Indeed, the fibers are excellent “diet pills” because they satisfy our hunger for longer with less food. So if you want to lose weight, you need to increase fiber intake. However, in Quebec, consumes about 10 grams of fiber per day, while nutritionists recommend eating at least 30 grams!
So if you think you do not consume sufficient quantities, increase the fiber intake for health, but go easy. The body must adapt to the fibers. A drastic increase fiber in your menu can cause cramping and discomfort that may discourage you. Remember that most dietary fiber needs water to be effective. You must drink at least two liters of water per day to maximize the positive effect of fiber
Fibers are Polysaccharides

Dietary fiber be fulfilling the role of the structural part of plants and therefore are in all foods from plant products such as vegetables, fruits, cereals and legumes. Most fibers are considered, chemically as polysaccharides, but not all fibers are polysaccharides (eg starch is a vegetable fiber). The fibers are described as non-starch polysaccharides (non-starch polysaccharides). Some constituents of the fibers are cellulose, Hemicellulose, Pectins, Gums and Mucilages. The fibers may also include some non-polysaccharide compounds such as lignin (are polymers of several dozen phenol alcohol molecules with strong internal organic make them impervious to digestive enzymes), the Cutin and tannins. As has been investigating the fiber incorporated other chemicals to the list.
Fiber in Vegetable
Large molecules that make contractions more effective to increase the disposal.
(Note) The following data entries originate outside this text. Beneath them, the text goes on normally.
PR #3034, opened 2019-11-27
Track "selected max bid" events on the confirm bid page

yuki24:
addresses https://artsyproduct.atlassian.net/browse/AUCT-773

## Screenshot

Screen Shot 2019-11-27 at 3 36 57 PM

### DIFF
--- a/src/Artsy/Analytics/Schema/AuctionInfo.ts
+++ b/src/Artsy/Analytics/Schema/AuctionInfo.ts
@@ -12,10 +12,19 @@ export interface AuctionInfo {
    * but occasionally it is a fixed bid amount.
    */
   bidder_position_id: string
+
   /**
    * List of reasons why there's a failure event
    *
    *  Used by the auction registration flow.
    */
   error_messages: string[]
+
+  /**
+   * The amount of max bid the user selected in cents. For example, if the user
+   * selected $5,000.00, it will be reported as 500000.
+   *
+   *  Used by the auction confirm bid flow.
+   */
+  selected_max_bid_minor: string
 }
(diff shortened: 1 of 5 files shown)


src/Artsy/Analytics/Schema/AuctionInfo.ts
```diff
@@ -12,10 +12,19 @@ export interface AuctionInfo {
...
    */
   error_messages: string[]
+
+  /**
+   * The amount of max bid the user selected in cents. For example, if the user
+   * selected $5,000.00, it will be reported as 500000.
+   *
+   *  Used by the auction confirm bid flow.
+   */
+  selected_max_bid_minor: string
```
yuki24: @dblandin calling this `_minor` to align with the rest of Artsy's naming conventions for currencies. Not sure analytics also applies but just making sure we are not adding any more diverse names.

dblandin: Sounds good but I think there's an open question of whether we want the convention to be `minor` or `minor_units`. @alloy made a good point towards being more explicit with `minor_units`.

I don't think we should block this PR but we should decide one way or another soon and be consistent going forward.

cc/ @starsirius

artsyit:
:rocket: PR was released in v22.9.0 :rocket:

src/Artsy/Analytics/Schema/AuctionInfo.ts
alloy: https://www.notion.so/artsy/Currencies-Task-Force-6c91c37091304189890f90466b72463f#470f00ee9a814c9390b29670c8d7ed07

PR #2326, opened 2025-09-04
A small optimization to `Devices.update_attempted/2`

joshk:
The `DeviceChannel` doesn't use the `update_attempts` information, so instead of reloading the device and updating the field via a changeset, I've taken advantage of Postgres's ability to append to the array via and SQL `update` query.


joshk:
@nshoes THE SUSPENSE!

The fiber contained in vegetables are not digested in the intestine and have no nutritional value. They absorb water, Thus Increasing the volume of the meal and the feeling of satiety. It promotes the activity of the bacterial flora.
Fiber helps reduce cholesterol and blood, due to proper elimination, reduce the risk of gallstone formation.
What do we Know About Fiber ?
Large molecules that make contractions more effective to increase the disposal. The fiber contained in vegetables are not digested in the intestine and have no nutritional value. They absorb water, thus increasing the volume of the meal and the feeling of satiety. It promotes the activity of the bacterial flora. Fiber helps reduce cholesterol and blood, due to proper elimination, reduce the risk of gallstone formation.
Our food often lacks fiber, we need 10 to 25 grams per day.
Fiber and Constipation
Constipation is one of the discomforts such as nausea and vomiting, usually appear in one or more periods of pregnancy. Constipation is a disorder that affects many women during different stages of life, especially during pregnancy. Getting a good bowel function is to feel better in many respects.
To increase the intestinal transit is necessary to increase consumption of dietary fiber. The fibers are not only found in cereals, but also in other foods such as fruits and vegetables. Containing all nuts consumed fruits, leafy vegetables, legumes.
Besides being beneficial in bowel habits have other positive effects such as reducing blood sugar levels in diabetic patients and that of cholesterol, lowering total cholesterol. Furthermore, greatly increase the level of satiety.
To add your ingesión in practical it is advisable to replace white breads of different cereals for comprehensive and include in salads or cooked vegetables (such as lentils, chickpeas, beans of various kinds).
Increased consumption of fresh fruit whenever possible-shell-is easy to do because you do not need development and are today available to all.Being well fed is always beneficial and even more when another being is growing in our bodies and our consciousness depends on what you chose and what we discard.